The settlements are subject to the parties obtaining all necessary shareholder and regulatory approvals.
The acquisition of the Blizzard Uranium deposit and additional properties by Boss and financing will likely constitute a reverse takeover of Boss in accordance with the policies of the TSX Venture Exchange.
Ron Nichols, P. Eng, Santoy's Vice-President of Exploration, is the qualified person, as defined by NI 43-101, who supervised the preparation of the information in this news release.
Santoy is advised by Boss that a Boss news release will be disseminated shortly once the terms of the proposed financing of Boss referred to above have been settled.

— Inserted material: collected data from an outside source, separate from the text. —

PR #4265, opened 2021-09-28
feat(cli): add test for defaultConfigFile

jsjoeio:
This PR adds a test for `defaultConfigFile` in `src/node/cli.ts`.

image

Fixes N/A

TODOS 
- [x] export function
- [x] add JSDoc block to function
- [x] write basic test


src/node/cli.ts
```diff
@@ -502,10 +502,21 @@ export async function setDefaults(cliArgs: Args, configArgs?: ConfigArgs): Promi
...
+ * - bind-addr: 127.0.0.1:8080
+ * - auth: password
+ * - password: <password>
+ * - cert: false
+ */
+export function defaultConfigFile(password: string): string {
   return `bind-addr: 127.0.0.1:8080
 auth: password
-password: ${await generatePassword()}
+password: ${password}
```
jsjoeio, line 519: 🛠️ I believe functions should be _pure_ (unless they can't for some reason) so I refactored this to make `password` a param and pass in `await generatePassword()` when we call this function.

bryphe-coder: Nice!

test/unit/node/cli.test.ts
```diff
@@ -642,3 +643,15 @@ describe("bindAddrFromArgs", () => {
     resetValue()
   })
 })
+
+describe("defaultConfigFile", () => {
+  it("should return the dfeault config file as a string", async () => {
```
bryphe-coder, line 648:
```suggestion
  it("should return the default config file as a string", async () => {
```

bryphe-coder (approved):
LGTM!

test/unit/node/cli.test.ts
jsjoeio: lol nice catch, thank you!

vapurrmaid (commented):
Looks great ✔️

About Santoy Resources Ltd.
Santoy Resources Ltd. is a Canadian mining exploration company focused primarily on the energy sector. Emphasis is being placed on uranium projects in British Columbia, Saskatchewan, Manitoba, Central Mineral Belt of Labrador, the United States and Central America; and on coal and coal bed methane in Western Canada. A description of our properties, including maps and photographs, can be viewed on the Company's website at www.santoy.ca.
On Behalf of the Board of Directors
SANTOY RESOURCES LTD.
Ron Netolitzky, President
Cautionary Statement on Forward-Looking Information
The statements made in this News Release may contain certain forward-looking statements. Actual events or results may differ from the Company's expectations. Certain risk factors may also affect the actual results achieved by the Company.
The TSX Venture Exchange has not reviewed and does not accept responsibility for the adequacy or accuracy of this news release.